(Items listed in a dataset)
--- START ---

PR #6398, opened 2026-08-04
[MUL-5736] fix(channel): make issue commands terminal outcomes

### LINKED ISSUE #6397: [Bug]: Channel issue commands run twice and hide duplicate conflicts
### Deployment type

All

### What happened?

For channel adapters that route text messages through the shared channel engine, `/issue <title>` creates the issue synchronously and then schedules the same user message as a normal chat task. The assigned agent consequently processes the `/issue` input a second time.

This produces two user-visible problems:

- a successful command can be followed by an agent response claiming the same active issue already exists;
- sending the same `/issue <title>` again returns a generic internal-error notice because `ErrActiveDuplicate` is treated as an infrastructure dispatch failure.

Expected behavior:

- `/issue` is a terminal command outcome: the issue service creates and enqueues the issue task, but the shared router does not also enqueue a chat task;
- an active duplicate is returned to the channel as a normal business conflict containing the existing issue identifier, rather than as an internal error;
- a handled command remains visible in chat history but is not absorbed into a later chat task batch.

### Steps to reproduce

1. Configure a Lark or Slack channel that uses the shared channel router.
2. Send `/issue channel command should run once` as a normal channel message.
3. Observe the immediate issue-created confirmation.
4. Observe that the same command is also scheduled as a chat task and processed again.
5. Send the same command once more.
6. Observe a generic internal-error response instead of an active-duplicate product result.

### Screenshots (optional)

Not included. The failure is pinned by shared-router and adapter-level regression tests.

```shell
Affected path: shared channel Router text-message /issue handling
Affected adapters: Lark and Slack event-message ingestion
Observed environment: local development checkout
Not affected: Slack native slash-command Quick Create path
Database migration required: no
```

yyclaw:
## What does this PR do?

Makes text-message `/issue` handling a terminal product outcome in the shared channel engine.

Thinking path:

1. `IssueService.Create` already creates the issue and enqueues its assigned agent's issue task.
2. The shared `Router` previously fell through after that synchronous create and scheduled the same channel message as a chat task.
3. The agent then saw `/issue` a second time, while a repeated title surfaced `ErrActiveDuplicate` as a generic infrastructure error.
4. This change returns immediately after a successful create or active-duplicate result, persists handled command turns with an internal message kind, and excludes those turns from future channel chat batches.
5. Lark and Slack repliers render the duplicate as a normal business conflict containing the existing issue identifier.

The stored command remains visible as an ordinary user message through the existing API normalization.

Risk notes:

- `channel_command` is internal persistence metadata; unknown message kinds already normalize to `message` at the API boundary.
- handled command rows intentionally remain unowned so later chat tasks cannot execute them.
- Slack's native slash-command Quick Create path is separate and unchanged.

## Related Issue

Closes #6397

## Type of Change

- [ ] Documentation update
- [ ] CI / infrastructure

## Changes Made

- Return terminal shared-engine results for successful and duplicate `/issue` commands.
- Keep handled command messages visible while excluding them from later chat task batch ownership.
- Render active-duplicate outcomes in Lark and Slack instead of emitting generic internal errors.
- Add router, persistence, mapping, and real outbound-replier regressions for success, duplicate, media, and infrastructure-failure paths.

## How to Test

1. Run `go test -race ./internal/integrations/channel/engine ./internal/integrations/lark ./internal/integrations/slack -count=1` from `server/`.
2. Run `go test ./internal/integrations/channel/engine -run TestChannelIssueCommandIsExcludedFromLaterChatTaskBatch -count=1 -v` with a migrated local database.
3. Run `go vet ./internal/integrations/channel/engine ./internal/integrations/lark ./internal/integrations/slack` and `make sqlc`.
4. In Lark or Slack, send `/issue terminal outcome`, then repeat it. The first reply should confirm creation once; the second should report the existing active issue without starting a chat task.

Local result: all targeted race tests, the database regression, vet, sqlc generation, and `git diff --check` pass. A full repository race run was also attempted; unrelated environment-dependent suites failed because the shared local database was behind `upstream/main` (for example, missing `autopilot.pause_reason`), readiness dependencies were unavailable, and existing cross-package DB/daemon timing tests interfered under full parallelism.

## Checklist

## AI Disclosure

**Prompt / approach:** Investigated the shared channel router and issue-service contracts from code, isolated the fix from the DingTalk integration, added cross-adapter and persistence regressions, then ran a two-round review-and-fix loop before commit and push.

## Screenshots (optional)

Not applicable; this is a backend channel-routing behavior fix with automated regression coverage.

### DIFF
--- a/server/internal/integrations/channel/engine/resolvers.go
+++ b/server/internal/integrations/channel/engine/resolvers.go
@@ -58,6 +58,10 @@ type Result struct {
 	IssueNumber     int32
 	IssueIdentifier string
 	IssueTitle      string
+	// IssueDuplicate marks an /issue command that did not create a new issue
+	// because the shared duplicate guard found the active IssueID above.
+	// Repliers render this as a business conflict, never as an internal error.
+	IssueDuplicate bool
 	// runScheduled reports whether this ingest scheduled a normal chat run.
 	// It is Router-internal state: repliers must continue to use Outcome.
 	runScheduled bool
--- a/server/internal/integrations/channel/engine/router.go
+++ b/server/internal/integrations/channel/engine/router.go
@@ -409,6 +409,21 @@ func (r *Router) processClaimed(ctx context.Context, set ResolverSet, msg channe
 		// chat reply's.
 		prefix := r.issuePrefix(ctx, inst.WorkspaceID)
 		issueRes, err := r.createIssue(ctx, inst, set.OriginType, identity.UserID, sessionID, *appendRes.IssueCommand, prefix)
+		if errors.Is(err, service.ErrActiveDuplicate) && issueRes.DuplicateIssue != nil {
+			duplicate := *issueRes.DuplicateIssue
+			res.IssueID = duplicate.ID
+			res.IssueNumber = duplicate.Number
+			res.IssueTitle = duplicate.Title
+			res.IssueIdentifier = service.IssueIdentifier(prefix, duplicate.Number)
+			res.IssueDuplicate = true
+			// A duplicate is a terminal product outcome, not an infrastructure
+			// failure and not a chat prompt. Media binding remains independent,
+			// exactly like the successful direct-create path below.
+			if resolveMedia {
+				r.enqueueMedia(set, inst, identity, appendRes.MessageID, msg, sessionID, localMediaDeadline)
+			}
+			return res, postAppendFinalize, nil
+		}
 		if err != nil {
 			return Result{}, postAppendFinalize, fmt.Errorf("create issue from command: %w", err)
 		}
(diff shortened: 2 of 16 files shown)


Bohan-J:
Thanks for this, @yyclaw — really nice contribution. The thinking path was the right one: since `IssueService.Create` already enqueues the assigned agent's task, the shared router falling through to schedule the same input as a chat run was the actual defect, and treating an active duplicate as a product outcome rather than an infrastructure error is the correct boundary. The regressions across the router, persistence, and both the Lark and Slack repliers made the contract easy to verify.

One follow-up landed on top of your branch in d73e498. A `channel_command` turn is excluded from every later input batch, but it still persisted a media deadline that both session-scoped media gates counted:

- `GetChannelMediaPendingUntil` and `PromoteChannelChatTasksIfMediaReady` scan every user message in the session, so a plain message sent right after an `/issue` carrying an attachment was deferred behind the command's media binding.
- On the create-failure path this was worse: `enqueueMedia` is never called there, so nothing clears the marker and the next message waited out the full fallback budget.

Both gates now use the same message population as `LinkUnownedChannelChatMessagesToTask`, so only a turn that can join a batch can gate one. `DeferChatTaskForSealedPendingMedia` already scopes by task id and needed no change. Two DB-level regressions in `server/internal/service/task_channel_command_media_test.go` cover both gates, and the existing `TestEnqueueChatTaskDefersForChannelMediaAndPromotesWhenReady` still pins the ordinary case.

CI is green and this is merging now. Thanks again for the clear repro and the test coverage — it made the follow-up straightforward to isolate.

PR #6401, opened 2026-08-05
fix(chat): keep a user's own message in the transcript (MUL-5711)

NevilleQingNY:
Fixes MUL-5711.

## The bug

A human's own chat message is the only row in the transcript that **no WebSocket handler ever writes into the cache**.

`chat:message` carries the whole message — `message_id`, `role`, `content`, `task_id`, `created_at` (`server/internal/handler/chat.go`, `ChatMessageEventPayload`) — but the handler read only `chat_session_id` and invalidated. So the user's prompt reached the UI **solely** through the refetch that invalidate scheduled, while the agent's reply is inline-inserted by `chat:done` and is never at risk. That asymmetry is exactly the reported symptom: the reply renders, the prompt that produced it is missing, and a refresh brings it back because the row was always in the database.

The refetch is then thrown away by the quick-actions supplement: `applyChatQuickActionsToCache` cancels the in-flight messages fetch before patching, and `cancelQueries` defaults to `revert: true` — so the cache is *rolled back* to the snapshot taken when that fetch started, not merely left alone. Both message caches are `staleTime: Infinity` and nothing re-fetched afterwards, so the hole survived until a remount.

## What changed

**1. `chat:message` inline-inserts the user turn** (`applyChatMessageToCache`), mirroring `chat:done`, then invalidates as before.

- Only `role: "user"`. `SendChatMessage` is the event's one producer, and an assistant row fabricated from this payload would carry no `elapsed_ms` / `message_kind` / `quick_actions` **and** would make `applyChatDoneToCache`'s id dedup skip the richer row it is about to write.
- The invalidate stays: this payload has no `attachments`, so the reconciling refetch is what fills them in for clients that did not send the message.
- Idempotent by `message_id`, so the sender's own optimistic row wins and reconnect replay is a no-op.

**2. `chat:quick_actions` re-invalidates after its cancel+patch.** One request per supplement, and it cannot lose the pills: `SupplementChatQuickActions` persists the actions *before* publishing the event, so the refetch this schedules reads them back.

**3. `firstItemIndex` is anchored to a loaded message** (`useChatFirstItemIndex`) instead of derived from page sizes.

The newest page is a fixed 50-message window and TanStack re-derives each page cursor on refetch, so every turn pushed two older messages into the next page — the old `BASE - (messages in every page but the newest)` fell by 2 per turn, telling react-virtuoso rows had been **prepended** when only appends happened. It could also jump by the whole base when the list mounted empty (a pending task holds it open), which react-virtuoso reads as "drop that many rows off the head" and which wrecks its size bookkeeping. Anchoring means the value moves only when rows really enter or leave the head. Both chat surfaces now share the rule instead of deriving it twice.

## Verification

- `pnpm typecheck` — 6/6 tasks pass
- `pnpm lint` — no new problems (16 pre-existing warnings, none in the touched files)
- `pnpm test` — core 1239 tests, views 3541 tests, all pass
- Red/green: the new quick-actions regression test fails with the re-invalidate removed and passes with it.

New tests: 5 for `applyChatMessageToCache` (insert into both caches, idempotence vs. the local write, assistant turns left to `chat:done`, no seeding of an unfetched cache), 1 for the post-cancel re-sync, and 10 for the anchored index (per-turn stability, load-older prepends, momentarily-empty list, session switch, deleted anchor).

Not covered here: the browser-level confirmation that the scroll no longer jumps. The index arithmetic is unit-tested, but the visual result needs a real layout engine.

### DIFF
--- a/packages/core/realtime/use-realtime-sync.test.ts
+++ b/packages/core/realtime/use-realtime-sync.test.ts
@@ -14,6 +14,7 @@ import { workspaceKeys } from "../workspace/queries";
 import type {
   ChatDonePayload,
   ChatMessage,
+  ChatMessageEventPayload,
   ChatPendingTask,
   ChatMessagesPage,
   ChatSession,
@@ -23,6 +24,7 @@ import type {
 import {
   applyChatCancelFinalizedToCache,
   applyChatDoneToCache,
+  applyChatMessageToCache,
   applyChatQuickActionsToCache,
   applyChatSessionUpdatedToCache,
   applyWorkspaceUpdatedToCache,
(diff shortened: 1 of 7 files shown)


NevilleQingNY:
Superseded: reopening as a narrower PR per review — A+B plus a single shared message-cache helper, with the firstItemIndex/virtual-list change (C) split out to its own issue. Branch kept so the C work can be revived.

--- END ---

Exactly as they appear, retype the lines from the start of the records through the line containing "3. Observe the".

PR #6398, opened 2026-08-04
[MUL-5736] fix(channel): make issue commands terminal outcomes

### LINKED ISSUE #6397: [Bug]: Channel issue commands run twice and hide duplicate conflicts
### Deployment type

All

### What happened?

For channel adapters that route text messages through the shared channel engine, `/issue <title>` creates the issue synchronously and then schedules the same user message as a normal chat task. The assigned agent consequently processes the `/issue` input a second time.

This produces two user-visible problems:

- a successful command can be followed by an agent response claiming the same active issue already exists;
- sending the same `/issue <title>` again returns a generic internal-error notice because `ErrActiveDuplicate` is treated as an infrastructure dispatch failure.

Expected behavior:

- `/issue` is a terminal command outcome: the issue service creates and enqueues the issue task, but the shared router does not also enqueue a chat task;
- an active duplicate is returned to the channel as a normal business conflict containing the existing issue identifier, rather than as an internal error;
- a handled command remains visible in chat history but is not absorbed into a later chat task batch.

### Steps to reproduce

1. Configure a Lark or Slack channel that uses the shared channel router.
2. Send `/issue channel command should run once` as a normal channel message.
3. Observe the immediate issue-created confirmation.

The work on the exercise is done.